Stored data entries
§ §
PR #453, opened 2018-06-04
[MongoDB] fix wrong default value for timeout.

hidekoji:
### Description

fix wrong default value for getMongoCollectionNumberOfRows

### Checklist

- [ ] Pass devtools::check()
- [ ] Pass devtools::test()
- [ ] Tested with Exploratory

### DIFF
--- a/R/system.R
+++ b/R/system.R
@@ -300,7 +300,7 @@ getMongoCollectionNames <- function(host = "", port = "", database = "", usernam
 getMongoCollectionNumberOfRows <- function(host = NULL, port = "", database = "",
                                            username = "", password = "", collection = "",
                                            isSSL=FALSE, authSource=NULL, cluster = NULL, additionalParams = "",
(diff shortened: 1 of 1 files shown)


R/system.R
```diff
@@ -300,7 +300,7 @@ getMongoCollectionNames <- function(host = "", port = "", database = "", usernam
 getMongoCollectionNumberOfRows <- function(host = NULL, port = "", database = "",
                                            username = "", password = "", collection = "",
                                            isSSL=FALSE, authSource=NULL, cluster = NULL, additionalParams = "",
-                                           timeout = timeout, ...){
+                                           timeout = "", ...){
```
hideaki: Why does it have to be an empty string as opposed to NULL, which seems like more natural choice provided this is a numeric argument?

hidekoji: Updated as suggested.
§ §
REQUIRED WORK: All lines from the line holding "--- a/R/system.R" through the end of the records above need to be transcribed exactly, and no other text should appear.

TASK RESULT:
--- a/R/system.R
+++ b/R/system.R
@@ -300,7 +300,7 @@ getMongoCollectionNames <- function(host = "", port = "", database = "", usernam
 getMongoCollectionNumberOfRows <- function(host = NULL, port = "", database = "",
                                            username = "", password = "", collection = "",
                                            isSSL=FALSE, authSource=NULL, cluster = NULL, additionalParams = "",
(diff shortened: 1 of 1 files shown)


R/system.R
```diff
@@ -300,7 +300,7 @@ getMongoCollectionNames <- function(host = "", port = "", database = "", usernam
 getMongoCollectionNumberOfRows <- function(host = NULL, port = "", database = "",
                                            username = "", password = "", collection = "",
                                            isSSL=FALSE, authSource=NULL, cluster = NULL, additionalParams = "",
-                                           timeout = timeout, ...){
+                                           timeout = "", ...){
```
hideaki: Why does it have to be an empty string as opposed to NULL, which seems like more natural choice provided this is a numeric argument?

hidekoji: Updated as suggested.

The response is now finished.